The Day

A nurse’s intuition

- Dr. Jon Gaudio

Every once in a while, someone tells me, “Thanks for saving my life, doc.” And I feel slightly guilty.

I learned an awful lot of stuff in medical school. But as a newly minted doctor wearing my crisp white lab coat and walking into the ICU for the first time, I didn’t know a damned thing. My cousin Fanny, a nurse, sent me a med school graduation card and wrote, “If you treat nurses with respect, they will be your ally and make you a better doctor.”

I remember that the first ICU nurse I worked with right out of medical school, Lynn, was kind and soft-spoken. Our patient was crashing. Septic shock, on the ventilator, pneumonia and in atrial fibrillati­on. Lynn asked me what I wanted to do about the low blood pressure. I was sure I would be committing murder if I made any decisions. The base of my neck felt cold and sweaty.

“Um, I honestly don’t know … Got any suggestion­s?”

She read me. She suggested giving some IV fluids to start with, and possibly asking my supervisin­g resident about starting a pressor medication. I did both, the patient got better, and she had my back for the rest of the month, preventing me from inflicting death and destructio­n on countless unsuspecti­ng patients. (The rule that you should never go to a teaching hospital in July is a pretty good rule to follow.)

A few months later, I was at a different ICU in the VA. Another crashing patient. The nurse, older, a bit of a smoker’s husky voice, was a battle-hardened warrior nurse who took no BS from snotty young doctors.

“Well,” she said, edgy, “our little patient has white out of the left lung, afib, tachycardi­a, is still on heparin that the intern before you didn’t want to stop, is now bleeding out of his rectum, NG tube and endotrache­al tube and has a systolic blood pressure in the toilet. So tell me, what do you want to do, DOCK-TOR!”

This time, I read HER. With a bit more confidence, I asked almost deferentia­lly: “Well, you know the patient a lot better than I, so what do YOU think is best?” Which not only led to better care for the patient, since she had spent the last 11 hours with him, but she also became an ally and teacher and friend.

The names of my teaching attending physicians during residency were the leading voices in pulmonolog­y, nephrology and cardiology not

just in the USA but in the world. And yet I learned more about being a doctor from spending the early morning hours awake in a nurses station or an ICU trying to figure out what to do and talking it through with the patient’s nurse.

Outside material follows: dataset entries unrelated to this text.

PR #9021, opened 2026-04-21
LibWeb: Prevent dragstart after a prevented mousedown or prior dragstart

Zaggy1024:
Also, explicitly prevent drag events from firing when the context menu opens. This will only be the case on macOS, since its context menu is opened by Ctrl+mousedown.

The Ctrl modifier no longer prevents drags on other platforms.

Fixes the PDF flipbook drag interactions at https://www.sawatdee.com/minneapolis-menu.

### DIFF
--- a/Libraries/LibWeb/Page/EventHandler.cpp
+++ b/Libraries/LibWeb/Page/EventHandler.cpp
@@ -974,11 +974,10 @@ void EventHandler::maybe_show_context_menu(GC::Ref<DOM::Node> node, MouseEventCo
 
 void EventHandler::clear_mousedown_tracking()
 {
-    m_mousedown_button = {};
-    m_mousedown_modifiers = UIEvents::KeyModifier::Mod_None;
     m_mousedown_target = nullptr;
     m_mousedown_visual_viewport_position = {};
     m_mousedown_click_count = 0;
+    m_mousedown_target_is_drag_candidate = false;
 }
 
 void EventHandler::stop_updating_selection()
@@ -1016,7 +1015,7 @@ EventResult EventHandler::handle_mouseup(CSSPixelPoint visual_viewport_position,
     });
 
     if (should_ignore_device_input_event()) {
-        if (is_dragging_element()) {
+        if (m_mousedown_target_is_drag_candidate) {
             auto result = handle_drag_and_drop_event(DragEvent::Type::Drop, visual_viewport_position, screen_position, button, buttons, modifiers, {});
             set_page_cursor(m_navigable->page(), Gfx::StandardCursor::Arrow);
             return result;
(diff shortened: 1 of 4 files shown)


Libraries/LibWeb/Page/EventHandler.cpp
```diff
@@ -2146,8 +2144,7 @@ bool EventHandler::is_dragging_element() const
 {
     return m_mousedown_target
         && m_mousedown_visual_viewport_position.has_value()
-        && m_mousedown_button == UIEvents::MouseButton::Primary
-        && (m_mousedown_modifiers & UIEvents::KeyModifier::Mod_Ctrl) == 0;
+        && m_mousedown_button == UIEvents::MouseButton::Primary;
```
trflynn89: These commits aren't atomic in that as of this commit, ctrl+clicking on a draggable element on macOS will both open a context menu and initiate dragging.

It is especially bad because the mouseup event does not fire after a ctrl+mousedown (which happens on other browsers too). So the effect is ctrl+clicking, exiting the menu, then moving the mouse without the mouse pressed at all drags things around:

https://github.com/user-attachments/assets/24ebb734-334e-4f0a-8195-9bc21491714a

Libraries/LibWeb/Page/EventHandler.cpp
```diff
@@ -1420,6 +1421,9 @@ EventResult EventHandler::handle_mousemove(CSSPixelPoint visual_viewport_positio
             document->update_layout(DOM::UpdateLayoutReason::EventHandlerHandleMouseMove);
             if (!paint_root())
                 return EventResult::Accepted;
+
+            if (result == EventResult::Cancelled)
+                m_mousedown_target_is_drag_candidate = false;
```
trflynn89: Not sure if it's an issue in practice, but just in case, I'm thinking this should be done just after checking if `result == Handled` above.

Libraries/LibWeb/Page/EventHandler.h
```diff
@@ -149,17 +148,18 @@ class WEB_API EventHandler {
...
     int m_mousedown_click_count { 0 };
+    bool m_mousedown_target_is_drag_candidate { false };
 
     // https://w3c.github.io/pointerevents/#the-pointerdown-event
     // The PREVENT MOUSE EVENT flag.
     // FIXME: This should be per-pointer, of which there can be multiple. Move it once multiple simultaneous pointer
     //        inputs are supported.
     bool m_prevent_mouse_event { false };
 
+
```
trflynn89: extra newline here

trflynn89 (commented):
Can we add tests for the fixed issues?
1. mousedown being cancelled prevents dragging
2. Cancelled dragstart events don't get re-triggered

Libraries/LibWeb/Page/EventHandler.cpp
Zaggy1024: Ah, I hadn't thought about it starting a drag after the context menu ate the mouseup, whoops. I'll squash the commits and add that into the summary.

Zaggy1024:
Added code to `drag-and-drop-element.html` to exercise those cases.

trflynn89 (approved):

PR #9024, opened 2026-04-22
LibGfx: Expose the imported Linux dma-buf handle on SharedImageBuffer

penkchen:
Enables zero-copy GPU imports of the buffer on the UI side.

### DIFF
--- a/Libraries/LibGfx/SharedImageBuffer.h
+++ b/Libraries/LibGfx/SharedImageBuffer.h
@@ -8,6 +8,7 @@
 
 #include <AK/Noncopyable.h>
 #include <AK/NonnullRefPtr.h>
+#include <AK/Optional.h>
 #include <LibGfx/Bitmap.h>
 #include <LibGfx/SharedImage.h>
 
@@ -34,6 +35,9 @@ public:
 
 #ifdef AK_OS_MACOS
     Core::IOSurfaceHandle const& iosurface_handle() const { return m_iosurface_handle; }
+#elif defined(USE_VULKAN_DMABUF_IMAGES)
+    // Non-empty for dma-buf-backed buffers; lets UI code zero-copy-import the fd.
+    Optional<LinuxDmaBufHandle> const& linux_dmabuf_handle() const { return m_linux_dmabuf_handle; }
 #endif
 
 private:
@@ -42,6 +46,10 @@ private:
     Core::IOSurfaceHandle m_iosurface_handle;
 #else
     explicit SharedImageBuffer(NonnullRefPtr<Bitmap>);
+#    ifdef USE_VULKAN_DMABUF_IMAGES
+    SharedImageBuffer(LinuxDmaBufHandle&&, NonnullRefPtr<Bitmap>);
+    Optional<LinuxDmaBufHandle> m_linux_dmabuf_handle;
+#    endif
 #endif
     NonnullRefPtr<Bitmap> m_bitmap;
 };
--- a/Libraries/LibGfx/CMakeLists.txt
+++ b/Libraries/LibGfx/CMakeLists.txt
@@ -148,5 +148,7 @@ if (HAS_VULKAN)
     if (USE_VULKAN_DMABUF_IMAGES)
         pkg_check_modules(LibDRM REQUIRED libdrm)
         target_include_directories(LibGfx PUBLIC ${LibDRM_INCLUDE_DIRS})
+        # PUBLIC so consumers see the same Gfx::SharedImageBuffer layout.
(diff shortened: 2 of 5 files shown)


Libraries/LibGfx/SharedImageBuffer.h
```diff
@@ -42,6 +47,8 @@ class SharedImageBuffer {
     Core::IOSurfaceHandle m_iosurface_handle;
 #else
     explicit SharedImageBuffer(NonnullRefPtr<Bitmap>);
+    SharedImageBuffer(LinuxDmaBufHandle&&, NonnullRefPtr<Bitmap>);
```
jdahlin, line 50: I believe this file compiles under windows as well, which will probably not be happy about this.

Libraries/LibGfx/SharedImageBuffer.h
```diff
@@ -42,6 +47,8 @@ class SharedImageBuffer {
...
+    Optional<LinuxDmaBufHandle> m_linux_dmabuf_handle;
```
jdahlin, line 51: Is it desirable to enable this for all shared image buffers on linux when vulkan is present? Ie avoid optional.

Libraries/LibGfx/SharedImageBuffer.h
penkchen: Thanks, I'll guard it with USE_VULKAN_DMABUF_IMAGES

Libraries/LibGfx/SharedImageBuffer.h
penkchen: but, 

- the dma-buf path in BackingStoreManager only kicks in for is_top_level_traversable()
- sub-frames and Vulkan-init fallbacks use Bitmap::create_shareable 

so the buffer really can be either. Making it non-optional means also routing sub-frames (and the fallback) through Vulkan, which is a BackingStoreManager change rather than a LibGfx one

is that the direction you'd like, or is the Optional acceptable for this PR?

jdahlin: Not sure! @kalenikaliaksandr wrote most of this code and he would probably have to review it.

kalenikaliaksandr (changes requested):
hey! could you make this commit a part of PR where introduced `linux_dmabuf_handle()` is actually used? as is the change only introduces dead code without explanation how exactly it's going to be consumed by future changes.

penkchen:
@kalenikaliaksandr thanks for the comment. the intended consumer was going to be a new Qt Quick frontend, but that got rejected separately. 

Should I expand it with a UI/Gtk consumer that uses GdkDmabufTextureBuilder to import the handle directly? that seems to be the most direct way to show the intended zero-copy path and stays within an existing frontend.

jdahlin:
> @kalenikaliaksandr thanks for the comment. the intended consumer was going to be a new Qt Quick frontend, but that got rejected separately.
> 
> Should I expand it with a UI/Gtk consumer that uses GdkDmabufTextureBuilder to import the handle directly? that seems to be the most direct way to show the intended zero-copy path and stays within an existing frontend.

That would be nice, its AFAICT not a very big refactoring as Gtk4 already exposes https://docs.gtk.org/gdk4/class.DmabufTexture.html

kalenikaliaksandr:
> @kalenikaliaksandr thanks for the comment. the intended consumer was going to be a new Qt Quick frontend, but that got rejected separately.
> 
> Should I expand it with a UI/Gtk consumer that uses GdkDmabufTextureBuilder to import the handle directly? that seems to be the most direct way to show the intended zero-copy path and stays within an existing frontend.

yes, seeing how this code is used by UI/Gtk consumer would be very helpful.

penkchen:
Added a UI/Gtk consumer that wires linux_dmabuf_handle() into GdkDmabufTextureBuilder. Verified locally on Wayland/Vulkan, with `GDK_DEBUG=dmabuf GSK_DEBUG=renderer GSK_RENDERER=vulkan`:

```
Initialization finished. Advertising 409 dmabuf formats
Initialization invoking finished
Creating dmabuf texture, format AR24:0,  premultiplied, 1 planes, memory format BGRA8p
Vulkan uploaded 1280x886 AR24:0000000000000000 dmabuf
Creating dmabuf texture, format AR24:0,  premultiplied, 1 planes, memory format BGRA8p
Vulkan uploaded 1024x630 AR24:0000000000000000 dmabuf
[...]
```

penkchen:
Rebase && resolve conflict. 

@kalenikaliaksandr any chance to get a review? :-)

gmta:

It always seemed strange that the next morning when we rounded and reviewed all that had been done, the nurse had already changed shift and wasn’t there to take any of the credit.

Some nurses have this weird “spidey sense.” If there is one true certainty in the world, when he or she says they have a “bad feeling” about a patient, regardless of all the normal lab work, and X-rays, something very very bad is gonna happen. A heart attack, an intracrani­al bleed, pneumonia, a pulmonary embolus are a small fraction of the myriad “saves” made in just the last few months thanks to a nurse with a spidey sense.